(Records from a data source)
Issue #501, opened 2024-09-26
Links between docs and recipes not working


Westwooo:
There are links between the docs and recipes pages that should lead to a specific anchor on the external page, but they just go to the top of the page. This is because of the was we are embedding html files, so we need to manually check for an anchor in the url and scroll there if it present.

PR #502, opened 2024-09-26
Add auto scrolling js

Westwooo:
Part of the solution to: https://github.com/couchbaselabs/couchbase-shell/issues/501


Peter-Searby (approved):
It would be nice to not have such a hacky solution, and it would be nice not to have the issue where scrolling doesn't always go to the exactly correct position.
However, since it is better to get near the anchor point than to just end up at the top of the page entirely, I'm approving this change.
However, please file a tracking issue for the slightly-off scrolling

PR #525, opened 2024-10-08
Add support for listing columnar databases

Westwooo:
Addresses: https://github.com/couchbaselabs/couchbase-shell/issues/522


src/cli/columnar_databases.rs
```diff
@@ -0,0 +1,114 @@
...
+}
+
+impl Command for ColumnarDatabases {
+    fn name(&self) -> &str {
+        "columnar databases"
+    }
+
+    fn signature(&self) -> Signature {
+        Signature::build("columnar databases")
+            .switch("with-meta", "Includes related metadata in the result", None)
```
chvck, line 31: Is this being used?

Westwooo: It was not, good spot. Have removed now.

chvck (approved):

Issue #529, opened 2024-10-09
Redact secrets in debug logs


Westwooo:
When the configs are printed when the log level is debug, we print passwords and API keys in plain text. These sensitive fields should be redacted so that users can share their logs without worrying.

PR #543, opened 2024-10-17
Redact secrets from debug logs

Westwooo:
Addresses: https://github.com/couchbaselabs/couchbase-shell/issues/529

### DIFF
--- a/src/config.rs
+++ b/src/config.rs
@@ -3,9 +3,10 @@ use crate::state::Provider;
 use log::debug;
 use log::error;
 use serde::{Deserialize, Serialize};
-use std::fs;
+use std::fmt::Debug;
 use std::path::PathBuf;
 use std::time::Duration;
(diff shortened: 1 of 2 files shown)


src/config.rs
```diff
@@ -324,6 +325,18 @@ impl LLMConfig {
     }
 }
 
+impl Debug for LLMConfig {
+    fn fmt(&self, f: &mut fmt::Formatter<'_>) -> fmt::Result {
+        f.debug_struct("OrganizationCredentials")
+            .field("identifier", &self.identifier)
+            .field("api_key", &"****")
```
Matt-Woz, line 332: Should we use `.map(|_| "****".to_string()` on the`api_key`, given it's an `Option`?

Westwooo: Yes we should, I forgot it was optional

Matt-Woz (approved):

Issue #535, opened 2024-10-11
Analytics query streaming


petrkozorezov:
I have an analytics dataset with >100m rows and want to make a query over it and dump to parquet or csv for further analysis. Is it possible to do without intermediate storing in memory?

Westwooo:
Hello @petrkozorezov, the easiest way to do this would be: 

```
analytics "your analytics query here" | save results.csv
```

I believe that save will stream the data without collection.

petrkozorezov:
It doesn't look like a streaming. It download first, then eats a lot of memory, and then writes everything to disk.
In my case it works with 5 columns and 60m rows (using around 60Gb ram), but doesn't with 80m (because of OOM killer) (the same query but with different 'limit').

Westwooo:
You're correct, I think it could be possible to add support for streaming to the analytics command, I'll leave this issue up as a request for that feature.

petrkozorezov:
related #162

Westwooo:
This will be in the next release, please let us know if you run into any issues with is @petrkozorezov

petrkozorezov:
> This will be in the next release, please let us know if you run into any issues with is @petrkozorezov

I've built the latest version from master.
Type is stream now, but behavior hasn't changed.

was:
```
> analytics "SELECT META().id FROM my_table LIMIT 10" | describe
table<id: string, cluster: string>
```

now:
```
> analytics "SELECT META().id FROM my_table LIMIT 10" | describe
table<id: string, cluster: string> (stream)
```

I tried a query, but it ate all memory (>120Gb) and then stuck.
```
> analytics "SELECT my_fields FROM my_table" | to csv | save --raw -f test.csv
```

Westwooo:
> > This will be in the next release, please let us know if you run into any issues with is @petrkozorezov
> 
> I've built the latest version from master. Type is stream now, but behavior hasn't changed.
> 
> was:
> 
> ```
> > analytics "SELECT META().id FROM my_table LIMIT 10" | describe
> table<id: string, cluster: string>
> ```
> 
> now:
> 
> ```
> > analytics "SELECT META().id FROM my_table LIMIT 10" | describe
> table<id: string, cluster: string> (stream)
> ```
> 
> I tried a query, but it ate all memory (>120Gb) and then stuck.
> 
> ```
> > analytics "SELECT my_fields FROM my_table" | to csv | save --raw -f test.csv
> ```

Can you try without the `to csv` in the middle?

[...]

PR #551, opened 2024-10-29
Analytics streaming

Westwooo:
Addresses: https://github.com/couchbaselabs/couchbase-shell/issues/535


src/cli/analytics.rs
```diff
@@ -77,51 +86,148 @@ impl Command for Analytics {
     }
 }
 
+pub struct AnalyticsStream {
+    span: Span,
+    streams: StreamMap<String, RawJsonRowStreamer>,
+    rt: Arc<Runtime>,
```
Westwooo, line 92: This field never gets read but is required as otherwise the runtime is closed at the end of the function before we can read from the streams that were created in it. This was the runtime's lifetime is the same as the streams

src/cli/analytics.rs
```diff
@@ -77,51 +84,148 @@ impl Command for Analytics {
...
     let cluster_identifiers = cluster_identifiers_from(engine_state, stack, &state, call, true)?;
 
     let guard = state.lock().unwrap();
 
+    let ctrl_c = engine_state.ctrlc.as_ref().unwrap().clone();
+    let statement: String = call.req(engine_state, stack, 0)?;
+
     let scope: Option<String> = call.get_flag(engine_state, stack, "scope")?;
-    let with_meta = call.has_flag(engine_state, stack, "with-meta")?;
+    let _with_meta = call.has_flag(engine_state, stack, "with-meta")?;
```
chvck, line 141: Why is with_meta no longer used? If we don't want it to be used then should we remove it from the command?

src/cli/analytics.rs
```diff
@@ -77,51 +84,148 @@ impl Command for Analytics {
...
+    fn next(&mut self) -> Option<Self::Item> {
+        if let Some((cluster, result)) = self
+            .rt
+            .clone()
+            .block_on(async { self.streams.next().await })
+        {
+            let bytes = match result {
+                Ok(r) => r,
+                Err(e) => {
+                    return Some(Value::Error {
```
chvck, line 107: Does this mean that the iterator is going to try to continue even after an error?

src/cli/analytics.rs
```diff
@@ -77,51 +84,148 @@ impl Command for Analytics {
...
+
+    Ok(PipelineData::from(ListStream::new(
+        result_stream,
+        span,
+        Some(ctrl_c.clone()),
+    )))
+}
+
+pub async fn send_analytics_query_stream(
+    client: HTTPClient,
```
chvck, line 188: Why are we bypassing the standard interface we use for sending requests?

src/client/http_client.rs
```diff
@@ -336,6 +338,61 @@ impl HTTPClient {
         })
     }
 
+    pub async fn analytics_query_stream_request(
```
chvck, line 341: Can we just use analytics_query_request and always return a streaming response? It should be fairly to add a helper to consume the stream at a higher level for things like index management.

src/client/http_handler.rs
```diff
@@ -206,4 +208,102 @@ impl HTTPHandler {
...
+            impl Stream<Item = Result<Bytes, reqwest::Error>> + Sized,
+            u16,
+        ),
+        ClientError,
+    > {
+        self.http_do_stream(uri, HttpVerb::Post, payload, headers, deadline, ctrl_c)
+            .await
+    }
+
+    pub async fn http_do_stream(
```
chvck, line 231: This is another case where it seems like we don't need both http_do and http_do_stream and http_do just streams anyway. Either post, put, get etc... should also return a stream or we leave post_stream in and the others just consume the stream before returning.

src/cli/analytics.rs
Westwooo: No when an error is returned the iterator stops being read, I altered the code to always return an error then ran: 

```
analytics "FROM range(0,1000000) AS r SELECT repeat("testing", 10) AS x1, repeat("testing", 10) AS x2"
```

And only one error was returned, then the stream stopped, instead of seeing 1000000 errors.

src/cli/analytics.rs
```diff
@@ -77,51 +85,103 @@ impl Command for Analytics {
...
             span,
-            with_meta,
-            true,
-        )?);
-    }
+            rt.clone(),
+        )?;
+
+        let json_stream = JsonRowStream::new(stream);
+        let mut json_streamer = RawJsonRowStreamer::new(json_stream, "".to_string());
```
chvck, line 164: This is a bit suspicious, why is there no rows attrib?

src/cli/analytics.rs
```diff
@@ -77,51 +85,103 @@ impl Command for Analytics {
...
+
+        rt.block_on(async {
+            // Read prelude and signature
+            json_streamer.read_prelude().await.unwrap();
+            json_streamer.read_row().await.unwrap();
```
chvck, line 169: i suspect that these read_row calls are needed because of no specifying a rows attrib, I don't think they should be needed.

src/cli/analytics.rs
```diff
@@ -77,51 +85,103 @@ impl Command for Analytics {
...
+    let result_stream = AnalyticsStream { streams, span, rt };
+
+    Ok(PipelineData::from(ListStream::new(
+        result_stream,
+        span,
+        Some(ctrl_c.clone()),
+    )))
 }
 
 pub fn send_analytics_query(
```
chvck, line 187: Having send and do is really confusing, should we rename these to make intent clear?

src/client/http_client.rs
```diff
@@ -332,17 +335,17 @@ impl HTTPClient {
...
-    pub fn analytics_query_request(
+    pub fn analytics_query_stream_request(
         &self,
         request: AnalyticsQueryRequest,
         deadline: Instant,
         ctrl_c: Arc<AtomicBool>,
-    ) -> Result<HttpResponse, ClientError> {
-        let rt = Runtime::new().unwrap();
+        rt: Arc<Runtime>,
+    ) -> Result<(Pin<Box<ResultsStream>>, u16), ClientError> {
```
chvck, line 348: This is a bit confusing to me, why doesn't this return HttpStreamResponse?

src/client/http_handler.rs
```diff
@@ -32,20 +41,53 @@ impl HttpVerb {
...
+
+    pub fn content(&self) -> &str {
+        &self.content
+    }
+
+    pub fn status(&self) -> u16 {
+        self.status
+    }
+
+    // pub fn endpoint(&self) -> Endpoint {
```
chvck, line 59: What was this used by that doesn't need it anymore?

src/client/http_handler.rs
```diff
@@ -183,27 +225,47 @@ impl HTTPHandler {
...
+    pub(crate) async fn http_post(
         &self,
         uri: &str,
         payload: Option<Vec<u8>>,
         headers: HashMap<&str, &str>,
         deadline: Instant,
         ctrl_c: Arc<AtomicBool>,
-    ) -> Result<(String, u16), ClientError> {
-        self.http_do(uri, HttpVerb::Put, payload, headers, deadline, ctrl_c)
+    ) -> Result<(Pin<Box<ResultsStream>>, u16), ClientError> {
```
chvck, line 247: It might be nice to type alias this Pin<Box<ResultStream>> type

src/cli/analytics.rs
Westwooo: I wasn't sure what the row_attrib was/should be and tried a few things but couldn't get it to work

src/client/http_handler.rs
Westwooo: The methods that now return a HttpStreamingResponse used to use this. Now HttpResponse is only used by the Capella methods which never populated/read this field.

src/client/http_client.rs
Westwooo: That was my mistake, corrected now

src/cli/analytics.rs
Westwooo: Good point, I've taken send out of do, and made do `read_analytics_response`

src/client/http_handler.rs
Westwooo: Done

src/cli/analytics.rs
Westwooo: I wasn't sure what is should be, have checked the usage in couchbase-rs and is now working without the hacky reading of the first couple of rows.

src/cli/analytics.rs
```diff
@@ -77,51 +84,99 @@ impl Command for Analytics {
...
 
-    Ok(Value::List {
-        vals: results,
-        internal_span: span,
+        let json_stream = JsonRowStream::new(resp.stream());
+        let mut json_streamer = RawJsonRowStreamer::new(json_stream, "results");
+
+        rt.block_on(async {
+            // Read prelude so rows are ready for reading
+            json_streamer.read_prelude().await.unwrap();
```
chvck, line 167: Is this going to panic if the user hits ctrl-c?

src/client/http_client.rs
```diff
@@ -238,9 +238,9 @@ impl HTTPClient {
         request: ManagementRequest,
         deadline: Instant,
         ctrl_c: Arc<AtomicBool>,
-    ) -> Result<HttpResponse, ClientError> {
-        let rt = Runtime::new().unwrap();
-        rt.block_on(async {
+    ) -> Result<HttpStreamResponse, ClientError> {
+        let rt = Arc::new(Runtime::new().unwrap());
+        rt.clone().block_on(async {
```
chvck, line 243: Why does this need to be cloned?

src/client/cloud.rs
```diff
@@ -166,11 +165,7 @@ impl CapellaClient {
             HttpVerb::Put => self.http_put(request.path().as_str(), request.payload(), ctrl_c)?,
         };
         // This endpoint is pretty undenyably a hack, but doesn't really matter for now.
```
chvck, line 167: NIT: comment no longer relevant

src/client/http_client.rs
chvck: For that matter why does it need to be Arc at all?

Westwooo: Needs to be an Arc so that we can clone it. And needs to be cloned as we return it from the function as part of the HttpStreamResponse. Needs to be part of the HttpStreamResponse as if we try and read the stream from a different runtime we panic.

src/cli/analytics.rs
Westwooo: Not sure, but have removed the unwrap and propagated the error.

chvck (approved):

(Your task) If a line in the records above has the word "path", copy it out.

(Answer to the problem)
 use std::path::PathBuf;
             HttpVerb::Put => self.http_put(request.path().as_str(), request.payload(), ctrl_c)?,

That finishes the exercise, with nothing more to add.